◆ THE TASK ◆
Of the lines below, reproduce exactly those from the line containing "But then on" to the end, including both the first and the last.

◆ DATA SHOWN ◆
Issue #69, opened 2022-08-17
web_poet.fields doesn't work properly with subclasses


kmike:
The implementation uses a class attribute to store information about fields. But when an object is subclassed, the attribute is already present, so it's reused. It means that any field defined in a subclass also changes the fields in the base class.

PR #62, opened 2022-08-12
allow to store meta information about Page Object fields

kmike:
Motivation:

1. Allow custom extensions in third-party code, a point where additional information about a field can be stored
2. Introduce a structured FieldInfo, which can be used in other features

PR #70, opened 2022-08-17
Fixed fields in subclasses.

kmike:
Fixes GH-69.

~~I'm sending this PR against #62 because the same code is touched, and it seems #62 is close enough.~~

### DIFF
--- a/tests/test_fields.py
+++ b/tests/test_fields.py
@@ -329,3 +329,17 @@ def test_field_subclassing():
 
     assert get_fields_dict(Page)["field3"].meta is None
     assert list(get_fields_dict(Page)) == ["field1", "field3"]
+
+    class Page3(Page2):
+        @field
+        def field3(self):
+            return 2
+
+    assert get_fields_dict(Page3)["field3"].meta is None
+    assert list(get_fields_dict(Page3)) == ["field1", "field3", "field2"]
+
+    assert get_fields_dict(Page)["field3"].meta is None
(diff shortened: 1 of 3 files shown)


tests/test_fields.py
```diff
@@ -297,3 +300,32 @@ def to_item(self):
...
+
+        @field(meta={"foo": "bar"})
+        def field3(self):
+            return 1
+
+    assert get_fields_dict(Page2)["field3"].meta == {"foo": "bar"}
+    assert list(get_fields_dict(Page2)) == ["field1", "field3", "field2"]
+
+    assert get_fields_dict(Page)["field3"].meta is None
+    assert list(get_fields_dict(Page)) == ["field1", "field3"]
```
BurnzZ, line 331: Should we also add a case for symmetry, where `Page` has a field like:
```python
@field(meta={"a": "b"})
def field4(self):
    return 1
```

But then on the `class Page2(Page)` subclass, it became:

```python
@field
def field4(self):
    return 1
```

BurnzZ (approved):
Aside from a small comment below, LGTM @kmike ! 🎉

tests/test_fields.py
kmike: Done in https://github.com/scrapinghub/web-poet/pull/70/commits/26b9508a450cb975251de59bf7218fa8a3173dd3

Gallaecio (approved):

◆ SOLUTION ◆
But then on the `class Page2(Page)` subclass, it became:

```python
@field
def field4(self):
    return 1
```

BurnzZ (approved):
Aside from a small comment below, LGTM @kmike ! 🎉

tests/test_fields.py
kmike: Done in https://github.com/scrapinghub/web-poet/pull/70/commits/26b9508a450cb975251de59bf7218fa8a3173dd3

Gallaecio (approved):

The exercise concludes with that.